For instance, an 18-year-old Muslim man in Ujjain in Madhya Pradesh was granted bail on January 18, five months after he was arrested for allegedly “spitting” on a Hindu procession. The complainant and witness in the case refuted their statements before the court. But his father’s home had already been demolished in July 2023, two days after the accusations were made.

The Indian Supreme Court has reiterated that the human right to shelter is a fundamental right emanating from the right to life, guaranteed by Article 21 of the Constitution. In the 1996 case of Chameli Singh and Others vs State of Uttar Pradesh, which pertained to land acquisition, the Supreme Court declared that shelter for a human being is not a mere protection of his life and limb. “It is home where he has opportunities to grow physically, intellectually, and spiritually.”

In a 1604 ruling, English jurist Edward Coke had declared in a ruling known as Semayne’s Case that a person’s house is their castle and fortress as well as defence from injury and violence. But this most vital natural right is being brazenly violated in India.

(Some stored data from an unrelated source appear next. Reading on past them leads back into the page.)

PR #2932, opened 2026-09-11
Move B: keep destructured "use client" props reactive

kfly8:
## Summary

Second of four PRs implementing the "Prop Boundary Contract" design (co-designed with Fable). Stacked on #2931 (Move A), which is stacked on #2926.

Today, a `"use client"` component that destructures its props in the function parameter (`function Child({ value, onClick })`) gets exactly one `const value = _p.value` extraction at the top of `init*`, and every downstream reference — effects, memos, handlers, most text positions — reads that captured-once local instead of re-reading `_p.value` live. The parent side is always live (`initChild('Display', _s0, { get value() { return count() } })`), so the child silently never sees updates past its first render. BF043 exists to steer users away from destructuring entirely for exactly this reason.

This PR makes destructuring behave exactly like `function Component(props)` mode already does: every value-position read of a destructured prop becomes a live `_p.<callerKey>` read via a final whole-init-body AST rewrite pass (`rewriteDestructuredPropReads`, `ir-to-client-js/rewrite-destructured-props.ts`), sharing one formula (`livePropReadExpr`, `props-binding.ts`) with the existing props-object codepaths. Since destructured props are now always reactive, BF043 is retired.

A second, previously-unaccounted-for site was found and fixed along the way: the Phase-1 CSR-only `template:` literal (`rewriteBarePropRefs` in `jsx-to-ir.ts`) never applied a destructured prop's default value, so e.g. `data-label={label}` with `label = 'none'` silently omitted the attribute on a client-only first render even though SSR always got it right. Fixed via the same `livePropReadExpr` formula.

## What changed

- `rewriteDestructuredPropReads` (new) — the single door: rewrites every non-shadowed destructured-prop identifier in the finished init body to a live `_p.<callerKey>` read (or `(_p.<callerKey> ?? <fallback>)`).
- `livePropReadExpr` (new, `props-binding.ts`) — the one shared fallback formula, replacing three previously-duplicated copies.
- `props-extraction.ts` — now only emits the one-time `children` extraction (its getter instantiates child components, so it must stay captured-once).
- `props-event-handlers.ts` — drops the destructured-mode handler alias, which would otherwise shadow the rewrite.
- BF043 removed (`analyzer.ts`, `analyzer-context.ts`, `errors.ts`) — the warning is no longer true.
- `props-reactivity-comparison` fixture flipped from pinning non-reactivity to pinning props-object/destructured parity.
- New `destructured-props-live` fixture exercising every live-read position (text, memo, effect, handler, attribute default, aliasing, shadowing).
- Docs updated (`spec/compiler.md`, `docs/core/reactivity/props-reactivity.md`, `docs/core/advanced/error-codes.md`, etc.) to describe destructuring as reactive.

## Test plan

- [x] `packages/jsx` full suite: 3402 pass / 27 skip / 3 todo / 0 fail (277 files)
- [x] `packages/adapter-tests` full suite: 2604 pass / 5 skip / 0 fail (23 files), including `coverage-map.test.ts` and `csr-conformance.test.ts`
- [x] `tsgo --noEmit -p .` clean
- [x] `generate-expected-html.ts` regenerated and diffed by hand — this branch is stacked, so CI's `update-expected-html` fixture-drift job will not run on it automatically
- [ ] E2E/Playwright — could not run in this sandbox (no browser binaries); not attempted
- [ ] CI

---

---


kfly8:
The `check` job (Changeset check) failed because this PR's own `base...head` diff carries no added `.changeset/*.md` file. That's intentional, not an oversight: this PR is stacked under #2933 (Move C), and at the maintainer's request the two PRs' changes are described by one consolidated changeset — `.changeset/prop-boundary-contract.md` — added at the top of the Move B→C stack (in #2933) rather than duplicated per PR. Since this PR's diff alone will never carry it, I've added the `no-changeset` label to skip the gate here; the actual changelog entry lands with #2933.

---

The homes of the accused, hours after of communal flare-ups, are deemed “illegal” or “unauthorised” constructions by municipal authorities and then demolished with little to no warning or chance to appeal such orders. This kangaroo court procedure is a gross violation of fundamental rights. It has resulted in an unconstitutional state of affairs that would, in ordinary circumstances, have prompted a response from the judiciary or other institutions that serve as the fourth pillar of democracy – such as the media.

But there has only been silence.

Similarly, federalism, a vital aspect of constitutionalism to prevent the concentration of power, has been nullified in India. Other powerful state institutions, such as the Election Commission and the Central Information Commission, have been hollowed out while Parliament has been reduced to an ornamental institution for mechanical law-making.

The press and civil society stand systematically weakened. As the Indian Constitution completes 74 years, those entrusted to operate it are hollowing it out from within.

American founding father Thomas Jefferson has said, “The tree of liberty must be refreshed from time to time with the blood of patriots and tyrants.” Preserving constitutionalism and liberty in India, too, will demand the blood, sweat and tears of the ordinary citizen.